Sie hat gezeigt, dass eine Sozialministerin sehr wohl sehr gute Frauenpolitik machen und dem Ministerpräsidenten zeigen kann, wo es langzugehen hat.

(Zuruf von der SPD: So ist es! - Zuruf von der CDU: Gerade Schröder! Schröder und die Frauen!)

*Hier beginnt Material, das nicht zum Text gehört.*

PR #1701, opened 2026-08-21
fix(egress): prevent stale active-endpoint overwrite

### LINKED ISSUE #1673: Egress active-endpoint annotation is overwritten with a stale empty value during service reconciliation
### Describe the bug

For an egress-enabled LoadBalancer Service, kube-vip can write the correct endpoint IP to `kube-vip.io/active-endpoint` and then overwrite it with an empty or older value during the same service reconciliation.

The endpoint is discovered successfully, the Service update succeeds, and egress reconfiguration is invoked with the correct Pod IP. Immediately afterwards, however, the persisted Service annotation is empty. Kubernetes `managedFields` identifies kube-vip as the writer, and manually setting the annotation succeeds, which rules out RBAC as the primary cause.

A representative log ordering is:

```text
DEBUG updated active endpoint annotation service=egress-service namespace=default endpoint=172.30.2.40
INFO  [service] updating egress configuration service=egress-service namespace=default old_ipv4="" new_ipv4=172.30.2.40 old_ipv6="" new_ipv6=""
INFO  [service] egress configuration updated successfully service=egress-service namespace=default
```

The Service then contains:

```yaml
kube-vip.io/active-endpoint: ""
```

The same behavior is reproducible after an endpoint failover that temporarily leaves the Service with zero endpoints.

### Environment and configuration

The issue was reproduced with:

- kube-vip v1.2.0
- Kubernetes v1.34.4
- three kube-vip replicas
- Routing Table mode
- `svc_enable=true`
- `svc_election=true`
- `vip_leaderelection=true`
- `enable_endpoints=true`
- `externalTrafficPolicy: Local`
- IPv4 LoadBalancer Service with IPv4 egress enabled
- dual-stack Pods where the legacy Endpoints object contains the correct IPv4 address

The conflicting code is also present in v1.2.1, v1.2.2, and current `main`. The same logical race applies to both the Endpoints and EndpointSlice providers.

### Root cause

There are two concurrent writers for the same annotation.

The endpoint watcher selects the current endpoint and persists it through `UpdateServiceAnnotation`:

https://github.com/kube-vip/kube-vip/blob/cfd86de936441e86864a6cd99ae53f367d0c853e/pkg/endpoints/endpoints.go#L177-L240

At service startup, the service handler and endpoint watcher run concurrently:

https://github.com/kube-vip/kube-vip/blob/cfd86de936441e86864a6cd99ae53f367d0c853e/pkg/services/processor.go#L234-L262

After configuring egress, `configureService` performs another annotation update using the `svc` object captured when service handling started:

https://github.com/kube-vip/kube-vip/blob/cfd86de936441e86864a6cd99ae53f367d0c853e/pkg/services/services.go#L364-L380

That captured Service can still contain an empty or previous active endpoint. The provider fetches the latest Service inside `RetryOnConflict`, but then assigns the endpoint value supplied by the caller:

https://github.com/kube-vip/kube-vip/blob/cfd86de936441e86864a6cd99ae53f367d0c853e/pkg/endpoints/providers/endpoints.go#L100-L116

Therefore conflict retries protect the Kubernetes `resourceVersion`, but do not prevent this semantic stale write.

The observed interleaving is:

1. The Service watcher captures a Service whose active endpoint is empty.
2. The endpoint watcher selects `172.30.2.40` and persists it successfully.
3. The endpoint callback reconfigures egress with `172.30.2.40`.
4. `configureService` resumes with the older Service object.
5. Its second `UpdateServiceAnnotation` call passes an empty endpoint.
6. The provider fetches the latest Service and successfully writes the caller-supplied empty value.

No Kubernetes conflict or update error is expected in this ordering.

### Steps to reproduce

1. Run multiple kube-vip replicas with per-Service election and egress enabled.
2. Create an egress-enabled LoadBalancer Service with no initial `kube-vip.io/active-endpoint` value.
3. Publish one matching local endpoint.
4. Observe the successful `updated active endpoint annotation` log.
5. Read the Service annotation and observe that it becomes empty.
6. Set the annotation manually to the current endpoint.
7. Delete the active workload Pod so the endpoint temporarily becomes empty and is then repopulated.
8. Observe the annotation becoming empty again despite a valid endpoint and recovered Lease holder.

### Expected behavior

The endpoint watcher should be the authoritative owner of:

- `kube-vip.io/active-endpoint`
- `kube-vip.io/active-endpoint-ipv6`

Once it persists the selected endpoint, service initialization must not overwrite it using an older Service snapshot.

### Suggested fix

Remove the duplicate `UpdateServiceAnnotation` call from `configureService`. The endpoint watcher already persists these annotations and directly invokes egress reconfiguration.

Regression coverage should include:

- an endpoint writer updating the Service while `configureService` still holds an older empty snapshot;
- initial IPv4 endpoint selection;
- endpoint to zero endpoints to repopulated endpoint;
- preservation of the other address-family annotation;
- both Endpoints and EndpointSlice modes;
- ensuring egress reconfiguration is invoked once after a successful annotation update.

### Related work

- #1428
- #1433
- #1481

PR #1433 introduced direct persistence from the endpoint watcher and the egress update callback, but the older persistence call in `configureService` remained. The recent endpoint-election fixes #1664 and #1668 do not remove this duplicate writer.

A separate, broader concern remains: with multiple kube-vip replicas and `externalTrafficPolicy: Local`, endpoint watchers are not gated on per-Service leadership and can still contend on the cluster-wide annotation. That requires separate ownership/leader-transition design and integration coverage; it is not needed to explain the deterministic empty overwrite described here.

Cellebyte:
Make the endpoint watcher the sole active-endpoint annotation writer so a Service snapshot captured during startup cannot replace a newer endpoint. Preserve intentionally empty snapshots across endpoint-to-zero-to-same transitions, select the cleared annotation from the configured egress family, reject malformed or wrong-family endpoints, and preserve the other family in dual-stack state.

Successor of #1674 
Fixes #1673.

### DIFF
--- a/pkg/endpoints/endpoints.go
+++ b/pkg/endpoints/endpoints.go
@@ -179,28 +179,41 @@ func (p *Processor) updateAnnotations(service *v1.Service, lastKnownGoodEndpoint
 	egressUpdateFunc func(context.Context, *v1.Service) error) {
 	// Set the service accordingly
 	if service.Annotations[kubevip.Egress] == "true" {
-		ip := net.ParseIP(*lastKnownGoodEndpoint)
+		if *lastKnownGoodEndpoint != "" {
+			ip := net.ParseIP(*lastKnownGoodEndpoint)
+			expectIPv6 := service.Annotations[kubevip.EgressIPv6] == "true"
+			if ip == nil || (ip.To4() == nil) != expectIPv6 {
+				log.Warn("ignoring active endpoint with unexpected address family",
+					"service", service.Name,
+					"namespace", service.Namespace,
+					"endpoint", *lastKnownGoodEndpoint,
+					"expected_ipv6", expectIPv6)
+				return
+			}
+		}
 
 		// Store old values from ServiceSnapshot to detect if annotation actually changed
 		// We use the ServiceSnapshot instead of the service parameter because the service parameter
 		// may have stale annotations if the last update failed
 		var oldEndpoint, oldEndpointIPv6 string
+		snapshotFound := false
 		if p.instances != nil {
 			serviceInstance := instance.FindServiceInstance(service, *p.instances)
-			if serviceInstance != nil {
+			if serviceInstance != nil && serviceInstance.ServiceSnapshot != nil {
+				snapshotFound = true
 				oldEndpoint = serviceInstance.ServiceSnapshot.Annotations[kubevip.ActiveEndpoint]
 				oldEndpointIPv6 = serviceInstance.ServiceSnapshot.Annotations[kubevip.ActiveEndpointIPv6]
 			}
 		}
-		// Fall back to service annotations if we couldn't find the instance
-		if oldEndpoint == "" && oldEndpointIPv6 == "" {
+		// Empty annotations in an existing snapshot are meaningful after a zero-endpoint transition.
+		if !snapshotFound {
 			oldEndpoint = service.Annotations[kubevip.ActiveEndpoint]
 			oldEndpointIPv6 = service.Annotations[kubevip.ActiveEndpointIPv6]
 		}
 
 		// Determine which annotation to update based on IP version
 		var endpoint, endpointIPv6 string
-		if ip.To4() == nil && !p.config.EnableEndpoints {
+		if service.Annotations[kubevip.EgressIPv6] == "true" && !p.config.EnableEndpoints {
 			// IPv6
 			endpointIPv6 = *lastKnownGoodEndpoint
 			endpoint = oldEndpoint // Preserve existing IPv4 if any
--- a/pkg/endpoints/endpoints_test.go
+++ b/pkg/endpoints/endpoints_test.go
@@ -8,6 +8,7 @@ import (
 	"time"
 
 	"github.com/kube-vip/kube-vip/pkg/endpoints/providers"
+	"github.com/kube-vip/kube-vip/pkg/instance"
 	"github.com/kube-vip/kube-vip/pkg/kubevip"
 	"github.com/kube-vip/kube-vip/pkg/lease"
 	"github.com/kube-vip/kube-vip/pkg/metrics"
@@ -17,6 +18,7 @@ import (
 	discoveryv1 "k8s.io/api/discovery/v1"
 	metav1 "k8s.io/apimachinery/pkg/apis/meta/v1"
 	"k8s.io/apimachinery/pkg/watch"
+	"k8s.io/client-go/kubernetes"
 )
 
 func TestShouldAllowReconcileWithoutEndpoints(t *testing.T) {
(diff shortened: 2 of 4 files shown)


MaxRink (commented):

The production fix is correct and verified: removing the UpdateServiceAnnotation call from configureService makes the endpoint watcher (pkg/endpoints/endpoints.go updateAnnotations) the only annotation writer, the snapshotFound flag correctly preserves intentionally empty snapshots after endpoint-to-zero transitions, and keying the family branch on the egress-ipv6 annotation instead of parsing the (possibly empty) endpoint fixes the cleared annotation landing in the wrong family slot. The three new endpoints tests are good: compiled against origin/main they fail there and pass on the PR head. The problem is the headline regression test: TestConfigureServiceDoesNotOverwriteActiveEndpoint also passes against the unfixed base code, because client-go v0.36 sends the Service Update as protobuf, the fake API server's JSON decoder rejects it with 400, and updateRequests never increments, so the stale overwrite is attempted on base but invisible to the assertions. There is also a residual staleness gap: configureService still programs egress SNAT rules from the captured startup service annotations, which can install rules for a stale endpoint that no teardown path removes. No draft leftovers (TODOs, debug logging) were found in the diff.

Overall: significant issues that should be addressed.

### Findings without an inline anchor

**important** (`pkg/services/services.go`): configureService still programs egress rules from the captured startup service object (svc.Annotations[kubevip.ActiveEndpoint]/[ActiveEndpointIPv6] around lines 315-354), which is the same stale snapshot the removed annotation write used. In the race this PR fixes (endpoint watcher updates the annotation and calls updateEgressConfiguration before the elected node runs addService/configureService), configureService can still install SNAT rules for the old endpoint. Nothing tears those down: updateEgressConfiguration's teardown and deleteService's egress.Teardown both use the instance ServiceSnapshot, which by then holds the newer endpoint, so the stale iptables rules leak until reboot. Consider reading the egress section's endpoint from inst.ServiceSnapshot (post endpoint-watcher update) instead of the svc parameter.

pkg/services/services_test.go
```diff
@@ -1,14 +1,90 @@
...
+		defer mutex.Unlock()
+		writer.Header().Set("Content-Type", "application/json")
+		switch request.Method {
+		case http.MethodGet:
+			if err := json.NewEncoder(writer).Encode(currentService); err != nil {
+				t.Errorf("encode Service response: %v", err)
+			}
+		case http.MethodPut:
+			updatedService := &v1.Service{}
+			if err := json.NewDecoder(request.Body).Decode(updatedService); err != nil {
```
MaxRink, line 47: **blocking**: TestConfigureServiceDoesNotOverwriteActiveEndpoint does not guard the regression: compiled against origin/main's services.go it still passes. The base code does attempt the stale write (log shows 'error updating Service Spec ... put services test-service'), but client-go v0.36 sends the Update body as application/vnd.kubernetes.protobuf (verified empirically with rest.Config{Host: server.URL}), so json.NewDecoder(request.Body).Decode fails, the handler returns 400, updateRequests stays 0, and both assertions pass without the fix. Set ContentType: "application/json" in the rest.Config (rest.Config{Host: server.URL, ContentConfig: rest.ContentConfig{ContentType: "application/json"}}), and move updateRequests++ before the decode so a rejected PUT still counts as an attempted overwrite.

pkg/endpoints/endpoints.go
```diff
@@ -179,28 +179,41 @@ func (p *Processor) updateAnnotations(service *v1.Service, lastKnownGoodEndpoint
...
+		if *lastKnownGoodEndpoint != "" {
+			ip := net.ParseIP(*lastKnownGoodEndpoint)
+			expectIPv6 := service.Annotations[kubevip.EgressIPv6] == "true"
+			if ip == nil || (ip.To4() == nil) != expectIPv6 {
+				log.Warn("ignoring active endpoint with unexpected address family",
+					"service", service.Name,
+					"namespace", service.Namespace,
+					"endpoint", *lastKnownGoodEndpoint,
+					"expected_ipv6", expectIPv6)
+				return
```
MaxRink, line 191: **minor**: The wrong-family early return can wedge a live service when kube-vip.io/egress-ipv6 is toggled: updateLastKnownGoodEndpoint only replaces lastKnownGoodEndpoint when it disappears from the endpoint list, so a still-existing old-family endpoint hits this branch on every event, logging the warning forever while the annotation and egress rules are never cleared or updated until endpoint churn. Consider clearing lastKnownGoodEndpoint (or falling through to a clear) instead of returning.

pkg/endpoints/endpoints.go
```diff
@@ -179,28 +179,41 @@ func (p *Processor) updateAnnotations(service *v1.Service, lastKnownGoodEndpoint
...
+			}
+		}
 
 		// Store old values from ServiceSnapshot to detect if annotation actually changed
 		// We use the ServiceSnapshot instead of the service parameter because the service parameter
 		// may have stale annotations if the last update failed
 		var oldEndpoint, oldEndpointIPv6 string
+		snapshotFound := false
 		if p.instances != nil {
 			serviceInstance := instance.FindServiceInstance(service, *p.instances)
```
MaxRink, line 201: **minor**: FindServiceInstance and the ServiceSnapshot read run on the endpoint-watcher goroutine without the services.Processor mutex, while services.Processor.AddOrModify appends to ServiceInstances and deleteService replaces the slice (under p.mutex, which this reader does not take). The race is pre-existing, but this PR makes the snapshot the sole source for change detection, so a torn read now means a missed or duplicated annotation write plus egress reconfigure. Worth passing an accessor that takes the processor mutex instead of the bare *[]*instance.Instance.

pkg/endpoints/endpoints_test.go
```diff
@@ -47,6 +49,191 @@ type fakeWorker struct {
...
+						repopulated = annotationUpdate{endpoint: family.other, endpointIPv6: family.endpoint}
+					} else {
+						cleared = annotationUpdate{endpointIPv6: family.other}
+						repopulated = annotationUpdate{endpoint: family.endpoint, endpointIPv6: family.other}
+					}
+				}
+				want := []annotationUpdate{cleared, repopulated}
+				if len(recorder.updates) != len(want) {
+					t.Fatalf("annotation updates = %+v, want %+v", recorder.updates, want)
+				}
```
MaxRink, line 138: **nit**: The updateSnapshot fake unconditionally commits the snapshot, so the suite only covers the path where egress reconfiguration succeeds. A case where egressUpdateFunc returns an error would pin the retry behavior (snapshot not advanced, next event repeats both the annotation write and reconfigure), which is the failure-path contract updateAnnotations now relies on.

- Ich habe von Frau Merk gesprochen. Wenn Sie zugehört hätten, dann hätten Sie es auch gehört.

Heute wieder ein Frauenministerium einzurichten, halte ich bei dieser Landesregierung für gefährlich. Dieses Ministerium würde mit Sicherheit an einem Katzentisch sitzen. Ich finde es pragmatischer, Forderungen zu stellen, die erfolgversprechend sind, z. B. das Frauenreferat wieder mit einer Abteilungsleiterin zu besetzen.

(Beifall bei der SPD)

Sehr geehrte Kolleginnen und Kollegen von der Fraktion DIE LINKE, Ihre Forderung nach einer Auswertung der Erfolge und Rückschritte stürzt die Landesregierung in ein Chaos. Erfolge würde die Landesregierung vielleicht gerne aufzeigen. Es

wäre aber eine mühselige Suche. Mir fallen gerade gar keine ein.

(Vizepräsidentin Astrid Vockert über- nimmt den Vorsitz)

Eine Auflistung der Rückschritte wäre viel zu umfangreich. Wir haben außerdem genug damit zu tun, vorwärts zu kommen. Ich glaube, Nostalgie bringt uns da nicht weiter.